The very lowest level of puerility is the dreaded ‘sixth form’. This number refers not to states of matter but a particular stage of British school education. A story about breasts or testicles, no matter how clever, wise or insightful, is instantly given this label. It’s the insult that annoys me the most. I remember once writing an anti-authority satire in which defecation played a role. I tried to make the piece witty, politically aware, righteously savage: I was pleased with the result, believing that it struck a (very minor) blow for the common citizen against the ruthless machinery of local government. I proudly showed it to my girlfriend of the time and she glanced at it before pronouncing two words only: sixth form. I was both deflated and enraged by her response. I was 25 years old with an IQ of 148 but not yet published. Sixth form! What kind of sixth form existed that could boast such superb and affecting talents as myself? Years later I watched a documentary in which Roger Waters of Pink Floyd denounced his own Dark Side of the Moon album as ‘sixth form’. I dearly wish I had attended a school whose sixth form pupils were capable of producing such mesmerising gems of modern culture! As it happened I wasn’t entirely discouraged by my girlfriend and my first acceptances for publication followed within a few months of her comment, but it was many years before tits and bums resurfaced in my stories.

Tits and bums are important. We aren’t just rational civilised creatures: far from it! We are essentially puerile, all of us. People like Parsons, Lawson, Greer, are merely smoke and mirror merchants, pretending to be mature, which in itself is a form of puerility. As it happened I never entered the sixth form of my own school. I dropped out and went instead to a college where the tutors set off small bombs in the classroom and gave tacit approval to our own improvised explosive devices. They knew that blowing things up and farting are honest pursuits. I listened to prog in my room, took LSD and made bombs. I never had the chance to be sixth form. Incidentally, actually knowing your IQ is a puerile act: mature people shop at IKEA and pretend not to care. And yet, puerility may well be our most profound asset. It is everywhere so it must be vital to the human condition. The girl who says “Don’t talk to my breasts” is disparaging billions of years of evolution, the structure of DNA, biochemistry, physics, cosmology, the Big Bang, everything!
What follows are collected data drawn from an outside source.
PR #1464, opened 2021-06-14
Output 4D fields in VTK

### LINKED ISSUE #1430: [Feature] Output PhaseCompFraction (array4d) to VTK
It would be great to bring back the output to file of `phaseCompFraction` as this is the variable that is most convenient to visualize the amount of CO2 component dissolved in brine. The reason why it is not output to the VTK file right now is that we removed the `PlotLevel::LEVEL_O` from here:
https://github.com/GEOSX/GEOSX/blob/310492d084cf66fb6cee730f5cd25e5be22eb03e/src/coreComponents/constitutive/fluid/MultiFluidBase.cpp#L84
This is a temporary fix made necessary by the fact that the VTK writer does not currently support the output of `array4d`. See https://github.com/GEOSX/GEOSX/issues/1112

This is an important feature for CO2-brine simulation

Output the `phaseCompFraction` `array4d` to the vtk file and visualize it with Paraview. I can try to add the `array4d` in the list of accepted types here:
https://github.com/GEOSX/GEOSX/blob/310492d084cf66fb6cee730f5cd25e5be22eb03e/src/coreComponents/common/DataTypes.hpp#L555
 and see if this fixes the problem.

Currently, as a temporary hack when someone needs it, we can bring back the `PlotLevel::LEVEL_0` and use Silo/Visit.

francoishamon:
This PR allows VTK to output fields stored in 4D arrays. This can be quite useful for the output to file of `phaseCompFraction` as this is the variable that is most convenient to visualize the amount of CO2 component dissolved in brine.

To do that, I adopted the approach used in `SiloFile.cpp` for 4D arrays: the second and third dimensions of the array are output component by component. I checked in Paraview and it seems to work as expected.

This PR requires rebaseline.

Related to https://github.com/GEOSX/integratedTests/pull/137

Fixes #1430


src/coreComponents/fileIO/vtk/VTKPolyDataWriterInterface.hpp
```diff
@@ -251,6 +251,31 @@ class VTKPolyDataWriterInterface
   void writeElementFields( vtkSmartPointer< vtkCellData > celldata,
                            ElementRegionBase const & er ) const;
 
+  /*!
```
TotoGaz, line 254: Everywhere else in the code doxygen's comment start with `/**`. Can you make all this file more consistent please?

src/coreComponents/fileIO/vtk/VTKPolyDataWriterInterface.cpp
```diff
@@ -332,21 +331,127 @@ void VTKPolyDataWriterInterface::writeElementFields( vtkSmartPointer< vtkCellDat
...
     er.forElementSubRegions< SUBREGION >( [&]( auto const & esr )
     {
       WrapperBase const & wrapper = esr.getWrapperBase( field );
-      writeField( wrapper, data, esr.size(), count );
+      std::type_info const & typeID = wrapper.getTypeId();
+      if( typeID==typeid(array4d< real64 >) )
+      {
+        is4DField = true;
+      }
     } );
```
TotoGaz, line 354: Is there a way to extract the dimension of the field instead? (like `array1d -> 1`, `array2d -> 2`...).
That way you could inform the user that there is a non supported type.

src/coreComponents/fileIO/vtk/VTKPolyDataWriterInterface.hpp
```diff
@@ -251,6 +251,31 @@ class VTKPolyDataWriterInterface
...
+   * @brief Writes all the fields with up to 3 dimensions associated to the elements of \p er if their plotlevel is <= m_plotLevel
```
TotoGaz, line 255: What about scalar (1D) data? Your doc lets me assume it should be OK, but not the name of the function.

src/coreComponents/fileIO/vtk/VTKPolyDataWriterInterface.hpp
```diff
@@ -251,6 +251,31 @@ class VTKPolyDataWriterInterface
...
+  template< class SUBREGION >
+  void writeElementField2D3D( vtkSmartPointer< vtkCellData > const celldata,
+                              ElementRegionBase const & er,
+                              string const & field ) const;
+
+  /*!
+   * @brief Writes all the 4D fields associated to the elements of \p er if their plotlevel is <= m_plotLevel
+   *        Considering that the second dimension has size N and the third dimension has size M, this
+   *        function will write MxN fields to VTK
+   * @param[in] celldata a VTK object containing all the fields associated with the elements
```
TotoGaz, line 269: Can you elaborate more on what you are currently doing? On what will the output be?

src/coreComponents/fileIO/vtk/VTKPolyDataWriterInterface.cpp
```diff
@@ -332,21 +331,127 @@ void VTKPolyDataWriterInterface::writeElementFields( vtkSmartPointer< vtkCellDat
...
+    if( is4DField )
+    {
+      // If the field has four dimensions, we apply it a special treatment in the following function
+      writeElementField4D< SUBREGION >( celldata, er, field );
+    }
+    else
+    {
+      // If the field has three dimensions or less, it can be output in a generic fashion
+      writeElementField2D3D< SUBREGION >( celldata, er, field );
+    }
```
TotoGaz, line 367: So here we may be dealing with 1D?

src/coreComponents/fileIO/vtk/VTKPolyDataWriterInterface.cpp
```diff
@@ -332,21 +331,127 @@ void VTKPolyDataWriterInterface::writeElementFields( vtkSmartPointer< vtkCellDat
...
+        data->SetName( (field+"_"+std::to_string( iComp2 )+"_"+std::to_string( iComp3 )).c_str() );
+      }
+
+      // Step 2.2: for each subregion, only output to VTK the data corresponding to the pair of components (iComp2,iComp3)
+      er.forElementSubRegions< SUBREGION >( [&]( auto const & esr )
+      {
+        WrapperBase const & wrapper = esr.getWrapperBase( field );
+        Wrapper< array4d< real64 > > const & wrapperT = dynamicCast< Wrapper< array4d< real64 > > const & >( wrapper );
+        traits::ViewTypeConst< array4d< real64 > > const sourceArray = wrapperT.reference().toViewConst();
+
```
TotoGaz, line 438: So you do not need and type check here?

TotoGaz (commented):
I do not understand the traits stuff.

src/coreComponents/fileIO/vtk/VTKPolyDataWriterInterface.hpp
francoishamon: Done, I replaced /*! with /**

src/coreComponents/fileIO/vtk/VTKPolyDataWriterInterface.hpp
francoishamon: I added more comments on what people will be able to click on in Paraview. The Paraview fields will look like:
```
            field_0_0
              |
            field_0_(M-1)
              |
            field_(N-1)_0
              |
            field_(N-1)_(M-1)
```
and if the dimension of the 2nd dimension is one (which is the case for fluid constitutive data for flow-only simulations), then the first _0 is skipped. For a CO2-brine simulation, we will be able to click for instance:
```    
          phaseCompFraction_0
          phaseCompFraction_1
```
so this just mimics what is done in Silo/Visit.

src/coreComponents/fileIO/vtk/VTKPolyDataWriterInterface.cpp
francoishamon: I added a check here

src/coreComponents/fileIO/vtk/VTKPolyDataWriterInterface.cpp
francoishamon: I renamed the function `writeElementField1D2D3D` to make it clear that this function is going to output the fields stored in `array1d`, `array2d`, and `array3d`.

src/coreComponents/fileIO/vtk/VTKPolyDataWriterInterface.cpp
francoishamon: I do not know if there is a way to extract the dimension of the field from the wrapper, other than using `typeid`. In the current code and in this PR, if the dimension of the field is not supported, an error message will be displayed and stop the simulation:
```
***** LOCATION: /g/g90/hamon1/geosx/GEOSX/src/coreComponents/fileIO/vtk/VTKPolyDataWriterInterface.cpp:442                                     
***** ERROR                                                                                                                                    
***** LOCATION: /g/g90/hamon1/geosx/GEOSX/src/coreComponents/common/DataTypes.hpp:917                                                          
***** Rank 0: TypeID not recognized. 
```
Even if it may not be very generic, I reused the logic of SiloFile.cpp, for instance here: 
https://github.com/GEOSX/GEOSX/blob/64bba253b61010d2810415c892b5227a2e3dc14f/src/coreComponents/fileIO/silo/SiloFile.cpp#L916-L921

klevzoff: We're going to have to change it very soon (both in Silo and VTK outputs), because the `typeid` check does not work with layout permutations (and so will fail or work incorrectly on CUDA builds).

The easiest "generic" mechanics is to add a new methods to `WrapperBase` and `Wrapper`. Call it something like `numArrayDims()` and have it return NDIM for `LvArray::Array` and perhaps 0 for all other types (using template specialization in `wrapperHelpers`, similar to other specialized methods). The mechanism is a bit overused and keeps inflating the API surface of `Wrapper` class, but it's quite reliable.

src/coreComponents/fileIO/vtk/VTKPolyDataWriterInterface.cpp
```diff
@@ -332,21 +331,131 @@ void VTKPolyDataWriterInterface::writeElementFields( vtkSmartPointer< vtkCellDat
...
+  localIndex nCompInSecondDim = 0;
+  localIndex nCompInThirdDim = 0;
+  er.forElementSubRegions< SUBREGION >( [&]( auto const & esr )
+  {
+    WrapperBase const & wrapper = esr.getWrapperBase( field );
+    std::type_info const & typeID = wrapper.getTypeId();
+    GEOSX_THROW_IF( typeID!=typeid(array4d< real64 >),
+                    "This function is specific to array4d< real64 >", InputError );
+
+    Wrapper< array4d< real64 > > const & wrapperT = dynamicCast< Wrapper< array4d< real64 > > const & >( wrapper );
```
francoishamon, line 405: @klevzoff Is there a good way to make this piece of code handle all the possible permutations of the array? Should I test of the possible permutations of `array4d`, or is there a way to make this more generic?

src/coreComponents/fileIO/vtk/VTKPolyDataWriterInterface.cpp
francoishamon: Thanks for the suggestion, I implemented what you suggested (but it is worth double checking what I have done :) )

src/coreComponents/fileIO/vtk/VTKPolyDataWriterInterface.cpp
klevzoff: I don't actually have any simple ideas at the moment. The way we used to do it was with `arrayTypeLambda()`, but that clearly is not scalable - we'd need to add 24 switch cases just for 4D arrays of one data type (`real64`). Although if we're pretty sure about never going above 4D, we could just bite the bullet and do it once and for all (with the caveat that all code that currently relies on `arrayTypeLambda()` needs to be checked/updated to make sure it can handle 4D).

Short of that, I can only think of the following:
* `reinterpret_cast` the wrapper to type `Wrapper< array4d< real64 > >` (note, not `dynamicCast` since we want to avoid the actual `typeid` check)
* move data to host
* convert it to an `arraySlice4d< real64 const >` by calling `toSliceConst()`
* `reinterpret_cast` the result to `arraySlice4d< real64 const, -1 >` (i.e. forcing `USD=-1`). 

This is technically undefined behavior, but it should work in practice. It relies on the fact that array objects have exact same binary representation regardless of layout - only the computed stride values differ. It slightly pessimizes offset computation (since it has to multiply all strides in absence of single stride dim), but it's largely inconsequential for output. Still, this is brittle and might break in the future - imagine we "optimized" arrays by squashing `m_strides` (i.e. not physically store the unit stride).

@rrsettgast @corbett5 opinions?

francoishamon: Thanks @klevzoff. For now I implemented what you suggested with the `reinterpret_cast` and I will backtrack if we find a better solution. The current version is working, although I have not tested on GPU yet, and I don't have a good test for a permuted `array4d` (but I guess your PR will do that soon).

src/coreComponents/fileIO/vtk/VTKPolyDataWriterInterface.cpp
```diff
@@ -332,21 +331,130 @@ void VTKPolyDataWriterInterface::writeElementFields( vtkSmartPointer< vtkCellDat
...
+{
+  // Step 1: we need to figure out the size of the two dimensions of the array that we are going to output component by component
+  localIndex nCompInSecondDim = 0;
+  localIndex nCompInThirdDim = 0;
+  er.forElementSubRegions< SUBREGION >( [&]( auto const & esr )
+  {
+    WrapperBase const & wrapper = esr.getWrapperBase( field );
+    Wrapper< array4d< real64 > > const & wrapperT = reinterpret_cast< Wrapper< array4d< real64 > > const & >( wrapper );
+    arrayView4d< real64 const > const & sourceArray = wrapperT.reference();
+    sourceArray.move( LvArray::MemorySpace::host, true );
```
klevzoff, line 403:
```suggestion
    sourceArray.move( LvArray::MemorySpace::host, false );
```

src/coreComponents/fileIO/vtk/VTKPolyDataWriterInterface.cpp
```diff
@@ -332,21 +331,130 @@ void VTKPolyDataWriterInterface::writeElementFields( vtkSmartPointer< vtkCellDat
...
+    arraySlice4d< real64 const > const & tmp = sourceArray.toSliceConst();
+    arraySlice4d< real64 const, -1 > const & sourceSlice = reinterpret_cast< arraySlice4d< real64 const, -1 > const & >( tmp );
```
klevzoff, line 405: Would you mind putting this whole sequence in a function (just a top-level function in this cpp would be fine, perhaps in an unnamed namespace) and adding a warning comment that this is a temporary hack to get around the lack of type dispatching for 4D arrays?

francoishamon: Hi @klevzoff I don't mind doing what you suggest but I got stuck with the C++ casting syntax for the "return by value":

I can do something like that:
```
arraySlice4d< real64 const, -1 >                                                                                                                                                         
get4DSliceFromWrapper( WrapperBase const & wrapper )                                                                                                                                     
{                                                                                                                                                                                        
  Wrapper< array4d< real64 > > const & wrapperT = reinterpret_cast< Wrapper< array4d< real64 > > const & >( wrapper );                                                                   
  arrayView4d< real64 const > const & sourceArray = wrapperT.reference();                                                                                                                
  sourceArray.move( LvArray::MemorySpace::host, false );                                                                                                                                 
  arraySlice4d< real64 const > const & tmp = sourceArray.toSliceConst();                                                                                                                 
  arraySlice4d< real64 const, -1 > const & sourceSlice = reinterpret_cast< arraySlice4d< real64 const, -1 > const & >( tmp );                                                                                                                                                                                         
  return sourceSlice;                                                                                                                                                                    
}
```
but it does not work (it crashes when I access the returned slice) because I assume my `sourceSlice` is a reference to a temporary (?). Ideally I would like to do something like that:
```
arraySlice4d< real64 const, -1 >                                                                                                                                                         
get4DSliceFromWrapper( WrapperBase const & wrapper )                                                                                                                                     
{                                                                                                                                                                                        
  Wrapper< array4d< real64 > > const & wrapperT = reinterpret_cast< Wrapper< array4d< real64 > > const & >( wrapper );                                                                   
  arrayView4d< real64 const > const & sourceArray = wrapperT.reference();                                                                                                                
  sourceArray.move( LvArray::MemorySpace::host, false );                                                                                                                                 
  arraySlice4d< real64 const > const tmp = sourceArray.toSliceConst();                                                                                                                 
  arraySlice4d< real64 const, -1 > const sourceSlice = reinterpret_cast< arraySlice4d< real64 const, -1 > const >( tmp );                                                                                                                                                                                         
  return sourceSlice;                                                                                                                                                                    
}
```
but this does not compile:
```
reinterpret_cast from 'const arraySlice4d<const geosx::real64>' (aka 'const ArraySlice<const double, 4, 3, long>') to 'const arraySlice4d<const geosx::real64, -1>' (aka 'const ArraySlice<const double, 4, -1, long>') is not allowed 
```
I have to say I am a little bit confused by the syntax in this piece of code. Is there a better way to safely return the slice by value?

klevzoff: The first attempt seems like it should work. You can try removing reference from `tmp`, and also initializing a local variable of type `arraySlice4d< real64 const, -1 >` which you then return (instead of having the compiler copy-construct the return value for you). Try printing the slice object before returning to make sure it's initialized there.

If none of it works, we've likely been hit by the compiler optimizing around UB. Specifically, it likely just deletes all the code following an illegal `reinterpret_cast` and skips initializing the return value (it is allowed to do so by the standard). I see two ways of working around it:
1. Declare a function taking a `void *` and returning a `void *` and pass the slice through it, using two `reinterpret_cast`s for the argument and the return value. The function's definition must be in a separate translation unit. This approach keeps the UB, but prevents the compiler from seeing through it. I don't like this any better than I did the original solution, but it's an option.
2. (Preferred) Add a (conditionally enabled) explicit conversion constructor to `ArraySlice`, to allow constructing a slice with negative `USD` from a slice with any other `USD`. This is the route we should've probably taken from the start, but it's a bit longer.

francoishamon: Thanks! I tried the first part of what you suggested (removing the reference and adding the local variable), I see that the slice is well initialized in the function doing the cast (`get4DSliceFromWrapper`), but the slice that I get after the function has returned is garbage. The code only works properly when the two `reinterpret_cast` are in the body of the main function that writes the field (`writeElementField4D`). 

It would be great to have option 2, but I am not sure I can write it on my own. I can try to backtrack and add the `array4d` + permutations to the supported datatypes. I started doing that once, it requires the addition of a few functions in `FieldSpecifications` as you said, but maybe it is going to be a better strategy.

klevzoff: That sounds good to me. I can also help write the `ArraySlice` constructor, but extending the switchyard has always been the best option (as long as you don't encounter some existing call site that hard-assumed no more than 3 dims).

By the way, I looked again at the code above... I think the culprit was `sourceArray` is a local temporary, and any slice produced from it contained pointers to that temporary, which went out of scope. I thought initially it was a reference to the original (permanent) array object, but there is a non-`const` to `const` conversion involved which now produces a new temporary view. In any case, I'm actually relieved we won't be going the UB route in the end.

src/coreComponents/fileIO/vtk/VTKPolyDataWriterInterface.cpp
corbett5: I think adding in a constructor for a -1 strided slice from one with a known slice would be a great call. I'll make an issue, I think it should be pretty straightforward but I doubt I'll get around to it in time for this PR.

src/coreComponents/fileIO/vtk/VTKPolyDataWriterInterface.cpp
corbett5: I've tried to get rid of as many instances of this bug as possible (creating a slice from a temporary view) and I've managed to make it a compilation error for rvalues, but I don't think preventing this bug is possible. Improving documentation would help.

src/coreComponents/fileIO/vtk/VTKPolyDataWriterInterface.cpp
francoishamon: Thanks a lot @corbett5. I ended up using a different approach based on `applyArrayTypeLambda2` to figure out the type of the `array4d`, and now I have something relatively clean that should support all the permutations without requiring the `reinterpret_cast`. So I think there is no longer an immediate need for this constructor in the present PR.

corbett5: Did you just add all the types (or at least all the types we're currently using) to the giant switch yard? If so I'd much rather have the generic slice and get rid of them. I think most of those dispatchers are used for IO anyways.

francoishamon: Yes in the current version of the PR, all the permutations of `array4d` are added to the dispatch in `applyArrayTypeLambda2`, which requires some changes in `common/FieldSpecificationOps.hpp`. But if the generic slice is a cleaner option, that is perfectly fine with me.

corbett5: Well the issue is that now when you pass something to `applyArrayTypeLambda2` it has to instantiate all 24 different variants, which really bloats compile time. God forbid we ever do 5D...

corbett5: I'm not at all saying that you should wait, I think this is a good solution. I've just been trying to ditch those type dispatchers for ever, I think they're quite nasty.

src/coreComponents/fileIO/vtk/VTKPolyDataWriterInterface.cpp
```diff
@@ -91,6 +91,48 @@ gatherNbElementsInRegion( ElementRegionBase const & er,
...
+template< typename T >
+typename std::enable_if_t< !traits::is_array_type< T > || T::NDIM != 4 >
+insertValueFrom4DField( vtkSmartPointer< VTKGEOSXData > const data,
+                        T const & x,
+                        localIndex & count,
+                        localIndex i, localIndex j, localIndex k, localIndex l )
+{
+  GEOSX_UNUSED_VAR( data, x, count, i, j, k, l );
+  GEOSX_ERROR( "This function should not be called" );
+}
```
klevzoff, line 133: I don't think you need to handle non-array types here (and they wouldn't compile anyway, because `T::NDIM` wouldn't be a valid expression for anything other than an `ArrayView` or `ArraySlice`). So you could "simplify" this to:
```c++
template< typename T, int NDIM, int USD >
void insertValueFrom4DField( vtkSmartPointer< VTKGEOSXData > const data,
                             ArrayView< T, NDIM, USD > const & field,
                             ... )
{
  GEOSX_UNUSED_VAR( data, field, count, i, j, k, l );
  GEOSX_ERROR( "This function should not be called" );
}

template< typename T, int USD >
void insertValueFrom4DField( vtkSmartPointer< VTKGEOSXData > const data,
                             ArrayView< T, 4, USD > const & field,
                             ... )
{
  data->customInsertValue( count++, field( i, j, k, l ) );
}
```

This isn't any shorter than what you have, but the lack of `std::enable_if` is a small win for readability in my books :)
(On a side note, how I wish we could use C++17's `if constexpr`...)

src/coreComponents/fileIO/vtk/VTKPolyDataWriterInterface.cpp
```diff
@@ -332,21 +373,154 @@ void VTKPolyDataWriterInterface::writeElementFields( vtkSmartPointer< vtkCellDat
...
+  localIndex nCompInThirdDim = 0;
+  er.forElementSubRegions< SUBREGION >( [&]( auto const & esr )
+  {
+    WrapperBase const & wrapperBase = esr.getWrapperBase( field );
+    std::type_info const & typeID = wrapperBase.getTypeId();
+    rtTypes::applyArrayTypeLambda2( rtTypes::typeID( typeID ),
+                                    true,
+                                    [&]( auto array, auto GEOSX_UNUSED_PARAM( Type ) )
+    {
+      typedef decltype( array ) arrayType;
```
klevzoff, line 448:
```suggestion
      using arrayType = decltype( array );
```
(sorry to nitpick, we probably still have `typedef` in a bunch of places, but I'm trying to root them out)

src/coreComponents/fileIO/vtk/VTKPolyDataWriterInterface.cpp
```diff
@@ -332,21 +373,154 @@ void VTKPolyDataWriterInterface::writeElementFields( vtkSmartPointer< vtkCellDat
...
+    {
+      localIndex count = 0;
+
+      // Step 2.1: write the name of the specific component iComp we consider here
+      vtkSmartPointer< VTKGEOSXData > data = VTKGEOSXData::New();
+      data->SetNumberOfValues( er.getNumberOfElements< SUBREGION >() );
+
+      if( nCompInSecondDim == 1 )
+      {
+        data->SetName( (field+"_"+std::to_string( iComp3 )).c_str() ); // special case for nice display of constitutive fields
```
klevzoff, line 479: At some point we will need to handle constitutive fields entirely separately like Silo does... because we have to average over quadrature points - important for mechanics quantities like stress. Just a comment, this is fine for now :)

klevzoff (approved):
Looks great!

src/coreComponents/fileIO/vtk/VTKPolyDataWriterInterface.cpp
klevzoff: On a second look, please also remove the passing of `VTKGEOSXData` via smart pointer. This involves a reference count increment/decrement, which, depending on the implementation, might be somewhat expensive (e.g. acquiring a mutex lock). Best to just pass by reference (`VTKGEOSXData & data`).

src/coreComponents/fileIO/vtk/VTKPolyDataWriterInterface.cpp
francoishamon: Done, I also removed the `typedef` from the original function `writeField`.

src/coreComponents/fileIO/vtk/VTKPolyDataWriterInterface.cpp
francoishamon: Done, I modified the function as suggested in your two comments above.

On the other hand this might not be so. No matter! The point is that at least I have dealt with a sticky subject (male ejaculate) in this book and I’ve done so not in a thoughtful or sensitive manner. Somebody had to. I knew it would be difficult not to stray into niceness and reasonableness but I kept a tight reign on my conscience. Instead of doing what is good I did what was right. To keep my mind focussed on the task before me, on the ineffable joy of tittiness and buminess, I imagined that I was writing the book especially for The Late Review. I fantasised that it would be discussed by Parsons, Greer, Paulin, etc, and that it would make them extremely unhappy, indeed that it would even encourage Mark Lawson to have his very first violent opinion. That will never happen but a healthy dose of self-delusion can work wonders. Bum titty bum titty bum bum bum.